Provided records:
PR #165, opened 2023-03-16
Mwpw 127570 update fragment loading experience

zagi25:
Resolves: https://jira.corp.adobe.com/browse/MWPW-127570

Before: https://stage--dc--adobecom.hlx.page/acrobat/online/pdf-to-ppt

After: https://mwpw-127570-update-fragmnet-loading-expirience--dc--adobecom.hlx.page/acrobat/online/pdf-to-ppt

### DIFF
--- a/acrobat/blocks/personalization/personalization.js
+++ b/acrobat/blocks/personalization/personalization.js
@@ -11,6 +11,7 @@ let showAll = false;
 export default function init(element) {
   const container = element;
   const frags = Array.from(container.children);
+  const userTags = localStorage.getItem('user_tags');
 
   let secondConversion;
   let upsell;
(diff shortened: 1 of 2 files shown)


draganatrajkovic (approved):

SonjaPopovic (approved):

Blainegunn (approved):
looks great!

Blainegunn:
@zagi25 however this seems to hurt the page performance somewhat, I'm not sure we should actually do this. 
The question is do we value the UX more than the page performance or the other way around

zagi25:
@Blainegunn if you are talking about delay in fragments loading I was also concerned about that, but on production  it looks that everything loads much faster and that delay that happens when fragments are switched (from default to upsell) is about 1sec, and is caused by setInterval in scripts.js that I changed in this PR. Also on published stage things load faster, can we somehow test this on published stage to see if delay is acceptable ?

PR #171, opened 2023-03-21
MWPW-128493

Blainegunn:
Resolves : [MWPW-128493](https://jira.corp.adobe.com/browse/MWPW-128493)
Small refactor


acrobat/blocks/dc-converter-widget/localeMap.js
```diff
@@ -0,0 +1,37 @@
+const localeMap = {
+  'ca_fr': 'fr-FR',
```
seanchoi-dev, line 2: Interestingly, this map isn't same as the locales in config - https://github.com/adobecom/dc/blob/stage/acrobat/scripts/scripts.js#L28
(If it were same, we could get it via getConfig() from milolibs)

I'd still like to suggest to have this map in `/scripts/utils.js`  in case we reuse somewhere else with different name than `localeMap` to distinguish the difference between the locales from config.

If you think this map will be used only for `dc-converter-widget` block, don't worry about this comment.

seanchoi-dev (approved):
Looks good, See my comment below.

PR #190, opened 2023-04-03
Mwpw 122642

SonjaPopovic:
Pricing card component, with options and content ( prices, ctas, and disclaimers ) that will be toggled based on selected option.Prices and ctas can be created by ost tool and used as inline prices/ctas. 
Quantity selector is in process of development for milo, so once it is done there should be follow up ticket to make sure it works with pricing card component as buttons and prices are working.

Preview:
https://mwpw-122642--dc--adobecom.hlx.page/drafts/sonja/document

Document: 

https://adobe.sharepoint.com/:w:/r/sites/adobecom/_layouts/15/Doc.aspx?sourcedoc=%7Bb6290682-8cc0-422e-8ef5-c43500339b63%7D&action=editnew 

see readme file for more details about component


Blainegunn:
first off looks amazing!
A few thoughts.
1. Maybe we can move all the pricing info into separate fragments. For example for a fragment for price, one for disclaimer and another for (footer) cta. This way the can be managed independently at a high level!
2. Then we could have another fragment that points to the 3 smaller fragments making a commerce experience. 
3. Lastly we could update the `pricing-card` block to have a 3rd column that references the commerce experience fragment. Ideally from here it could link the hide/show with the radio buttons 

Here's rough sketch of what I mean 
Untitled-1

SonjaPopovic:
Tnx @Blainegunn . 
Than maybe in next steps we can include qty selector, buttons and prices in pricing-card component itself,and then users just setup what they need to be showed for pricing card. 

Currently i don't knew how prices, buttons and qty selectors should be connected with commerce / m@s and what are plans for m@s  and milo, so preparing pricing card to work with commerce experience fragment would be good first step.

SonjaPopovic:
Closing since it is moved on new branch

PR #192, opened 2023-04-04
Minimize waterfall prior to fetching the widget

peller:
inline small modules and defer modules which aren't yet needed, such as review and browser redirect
...
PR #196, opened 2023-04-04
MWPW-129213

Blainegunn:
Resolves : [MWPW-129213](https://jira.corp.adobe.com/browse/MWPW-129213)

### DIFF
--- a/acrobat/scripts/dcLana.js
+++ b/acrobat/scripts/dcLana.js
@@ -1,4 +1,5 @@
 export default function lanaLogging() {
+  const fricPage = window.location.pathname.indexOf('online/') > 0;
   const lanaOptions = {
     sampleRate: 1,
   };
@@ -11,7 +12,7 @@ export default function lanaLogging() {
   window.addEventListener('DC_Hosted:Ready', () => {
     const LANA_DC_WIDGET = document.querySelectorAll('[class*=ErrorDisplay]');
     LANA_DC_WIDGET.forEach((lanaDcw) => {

What you should do:
Given the records above, restate word for word only the lines starting at the one with "A few thoughts." and ending at the one with "inline small modules".

Expected answer:
A few thoughts.
1. Maybe we can move all the pricing info into separate fragments. For example for a fragment for price, one for disclaimer and another for (footer) cta. This way the can be managed independently at a high level!
2. Then we could have another fragment that points to the 3 smaller fragments making a commerce experience. 
3. Lastly we could update the `pricing-card` block to have a 3rd column that references the commerce experience fragment. Ideally from here it could link the hide/show with the radio buttons 

Here's rough sketch of what I mean 
Untitled-1

SonjaPopovic:
Tnx @Blainegunn . 
Than maybe in next steps we can include qty selector, buttons and prices in pricing-card component itself,and then users just setup what they need to be showed for pricing card. 

Currently i don't knew how prices, buttons and qty selectors should be connected with commerce / m@s and what are plans for m@s  and milo, so preparing pricing card to work with commerce experience fragment would be good first step.

SonjaPopovic:
Closing since it is moved on new branch

PR #192, opened 2023-04-04
Minimize waterfall prior to fetching the widget

peller:
inline small modules and defer modules which aren't yet needed, such as review and browser redirect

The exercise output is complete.